Stored data entries:
PR #982, opened 2023-02-28
feat: [SFEQS-1422] Add io-sign metadata endpoint

grausof:
This PR adds a new endpoint `/sign/metadata`  to get the serviceId of `io-sign`

Depends on https://github.com/pagopa/io-infra/pull/468

#### List of Changes
- Added new endpoint

#### Motivation and Context
For `io-sign` it is necessary that the app knows the id of the "Firma con IO" service with which it receives the signature messages.

Tested locally

#### Types of changes

#### Checklist:


src/app.ts
```diff
@@ -1304,6 +1304,12 @@ function registerIoSignAPIRoutes(
     profileService
   );
 
+  app.get(
+    `${basePath}/metadata`,
+    bearerSessionTokenAuth,
+    constantExpressHandler(ioSignController.getMetadata())
```
BurnedMarshal, line 1310: If we use a constant controller we should return the response without using a controller.
```suggestion
    constantExpressHandler(ResponseSuccessJson({
      serviceId: IO_SIGN_SERVICE_ID as NonEmptyString
    });)
```
Otherwise use the `toExpressHandler` middleware to apply correctly the controller class context to the method execution (the method should return a Promise).

grausof: ok i removed the use of the controller!

hevelius (approved):
LGTM

PR #998, opened 2023-03-28
feat!: [SFEQS-1315] Add issuer environment parameters to `io-sign`

grausof:
Adds the issuer environment parameter to the `getSignatureRequest` and also introduces a BREAKING CHANGE to `getQtspClauses`. It also updates the io-sign specifications.

#### List of Changes
- Added issuer->environment to `getSignatureRequest`
- Added `x-iosign-issuer-environment` to `getQtspClauses` (BREAKING CHANGE)

#### Motivation and Context
The issuer environment is a necessary information for the QTSP to understand whether to issue real signatures or not.

Tested locally and through unit tests

#### Types of changes

- [X] Breaking change (fix or feature that would cause existing functionality to not work as expected)

#### Checklist:


api_io_sign.yaml
```diff
@@ -512,6 +522,7 @@ components:
             - WAIT_FOR_QTSP
             - SIGNED
             - REJECTED
+          $ref: "#/components/schemas/SignatureRequestStatus"
```
gunzip, line 525: isn't the status already here (previous lines)?

grausof: I replicated what is [here](https://github.com/pagopa/io-sign/blob/02183449ae8536edecf35b3f4c430c1570e344a3/apps/io-func-sign-user/openapi.yaml#LL751C14-L751C14), I think there is an error.

grausof: fixed!

src/controllers/ioSignController.ts
```diff
@@ -264,7 +265,30 @@ export default class IoSignController {
...
+    | IResponseErrorInternal
+    | IResponseErrorValidation
+    | IResponseSuccessJson<QtspClausesMetadataDetailView>
+  > =>
+    withUserFromRequest(req, async () =>
+      pipe(
+        // if the header is not present, use TEST as the default value
+        "x-iosign-issuer-environment" in req.headers
+          ? req.headers["x-iosign-issuer-environment"]
+          : "TEST",
```
gquadrati, line 280: Use `IssuerEnvironmentEnum.TEST` instead.

src/controllers/ioSignController.ts
```diff
@@ -264,7 +265,30 @@ export default class IoSignController {
...
-    IResponseErrorInternal | IResponseSuccessJson<QtspClausesMetadataDetailView>
-  > => this.ioSignService.getQtspClausesMetadata();
+  public readonly getQtspClausesMetadata = (
+    req: express.Request
+  ): Promise<
+    | IResponseErrorInternal
+    | IResponseErrorValidation
+    | IResponseSuccessJson<QtspClausesMetadataDetailView>
+  > =>
+    withUserFromRequest(req, async () =>
```
gquadrati, line 275: Do we want this endpoint to be authenticated now?

api_io_sign.yaml
```diff
@@ -31,6 +31,16 @@ paths:
...
       summary: Get the qtsp clauses
+      parameters:
+        - in: header
+          name: x-iosign-issuer-environment
+          schema:
+            type: string
+            description: Issuer environment
+            enum:
+              - TEST
+              - DEFAULT
```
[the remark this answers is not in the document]
grausof: The generator returns an error if there is a reference in the header. I don't know if it's been fixed.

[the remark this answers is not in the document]
gquadrati: It has been fixed in the latest version, yes.

src/controllers/ioSignController.ts
grausof: If I delete `withUserFromRequest` using `withValidatedOrValidationError` I get this type error:

` Type 'IResponse<"IResponseErrorValidation">' is missing the following properties from type 'Promise<IResponseErrorValidation | IResponseErrorInternal | IResponseSuccessJson<....`

grausof: Ok I deleted `withUserFromRequest` and added `withCatchAsInternalError`

gunzip: can you check that all io-sign endpoints are wrapped with `withCatchAsInternalError` (or at least that all exceptions are caught) ? consider that uncaught exceptions may kill the whole backend application.

grausof: all other endpoints use `withUserFromRequest` which internally uses `withCatchAsInternalError` so they are all already protected!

§ TASK ITEM: Repeat what the records above say. Use their exact words.

§ TASK SOLUTION:
PR #982, opened 2023-02-28
feat: [SFEQS-1422] Add io-sign metadata endpoint

grausof:
This PR adds a new endpoint `/sign/metadata`  to get the serviceId of `io-sign`

Depends on https://github.com/pagopa/io-infra/pull/468

#### List of Changes
- Added new endpoint

#### Motivation and Context
For `io-sign` it is necessary that the app knows the id of the "Firma con IO" service with which it receives the signature messages.

Tested locally

#### Types of changes

#### Checklist:


src/app.ts
```diff
@@ -1304,6 +1304,12 @@ function registerIoSignAPIRoutes(
     profileService
   );
 
+  app.get(
+    `${basePath}/metadata`,
+    bearerSessionTokenAuth,
+    constantExpressHandler(ioSignController.getMetadata())
```
BurnedMarshal, line 1310: If we use a constant controller we should return the response without using a controller.
```suggestion
    constantExpressHandler(ResponseSuccessJson({
      serviceId: IO_SIGN_SERVICE_ID as NonEmptyString
    });)
```
Otherwise use the `toExpressHandler` middleware to apply correctly the controller class context to the method execution (the method should return a Promise).

grausof: ok i removed the use of the controller!

hevelius (approved):
LGTM

PR #998, opened 2023-03-28
feat!: [SFEQS-1315] Add issuer environment parameters to `io-sign`

grausof:
Adds the issuer environment parameter to the `getSignatureRequest` and also introduces a BREAKING CHANGE to `getQtspClauses`. It also updates the io-sign specifications.

#### List of Changes
- Added issuer->environment to `getSignatureRequest`
- Added `x-iosign-issuer-environment` to `getQtspClauses` (BREAKING CHANGE)

#### Motivation and Context
The issuer environment is a necessary information for the QTSP to understand whether to issue real signatures or not.

Tested locally and through unit tests

#### Types of changes

- [X] Breaking change (fix or feature that would cause existing functionality to not work as expected)

#### Checklist:


api_io_sign.yaml
```diff
@@ -512,6 +522,7 @@ components:
             - WAIT_FOR_QTSP
             - SIGNED
             - REJECTED
+          $ref: "#/components/schemas/SignatureRequestStatus"
```
gunzip, line 525: isn't the status already here (previous lines)?

grausof: I replicated what is [here](https://github.com/pagopa/io-sign/blob/02183449ae8536edecf35b3f4c430c1570e344a3/apps/io-func-sign-user/openapi.yaml#LL751C14-L751C14), I think there is an error.

grausof: fixed!

src/controllers/ioSignController.ts
```diff
@@ -264,7 +265,30 @@ export default class IoSignController {
...
+    | IResponseErrorInternal
+    | IResponseErrorValidation
+    | IResponseSuccessJson<QtspClausesMetadataDetailView>
+  > =>
+    withUserFromRequest(req, async () =>
+      pipe(
+        // if the header is not present, use TEST as the default value
+        "x-iosign-issuer-environment" in req.headers
+          ? req.headers["x-iosign-issuer-environment"]
+          : "TEST",
```
gquadrati, line 280: Use `IssuerEnvironmentEnum.TEST` instead.

src/controllers/ioSignController.ts
```diff
@@ -264,7 +265,30 @@ export default class IoSignController {
...
-    IResponseErrorInternal | IResponseSuccessJson<QtspClausesMetadataDetailView>
-  > => this.ioSignService.getQtspClausesMetadata();
+  public readonly getQtspClausesMetadata = (
+    req: express.Request
+  ): Promise<
+    | IResponseErrorInternal
+    | IResponseErrorValidation
+    | IResponseSuccessJson<QtspClausesMetadataDetailView>
+  > =>
+    withUserFromRequest(req, async () =>
```
gquadrati, line 275: Do we want this endpoint to be authenticated now?

api_io_sign.yaml
```diff
@@ -31,6 +31,16 @@ paths:
...
       summary: Get the qtsp clauses
+      parameters:
+        - in: header
+          name: x-iosign-issuer-environment
+          schema:
+            type: string
+            description: Issuer environment
+            enum:
+              - TEST
+              - DEFAULT
```
[the remark this answers is not in the document]
grausof: The generator returns an error if there is a reference in the header. I don't know if it's been fixed.

[the remark this answers is not in the document]
gquadrati: It has been fixed in the latest version, yes.

src/controllers/ioSignController.ts
grausof: If I delete `withUserFromRequest` using `withValidatedOrValidationError` I get this type error:

` Type 'IResponse<"IResponseErrorValidation">' is missing the following properties from type 'Promise<IResponseErrorValidation | IResponseErrorInternal | IResponseSuccessJson<....`

grausof: Ok I deleted `withUserFromRequest` and added `withCatchAsInternalError`

gunzip: can you check that all io-sign endpoints are wrapped with `withCatchAsInternalError` (or at least that all exceptions are caught) ? consider that uncaught exceptions may kill the whole backend application.

grausof: all other endpoints use `withUserFromRequest` which internally uses `withCatchAsInternalError` so they are all already protected!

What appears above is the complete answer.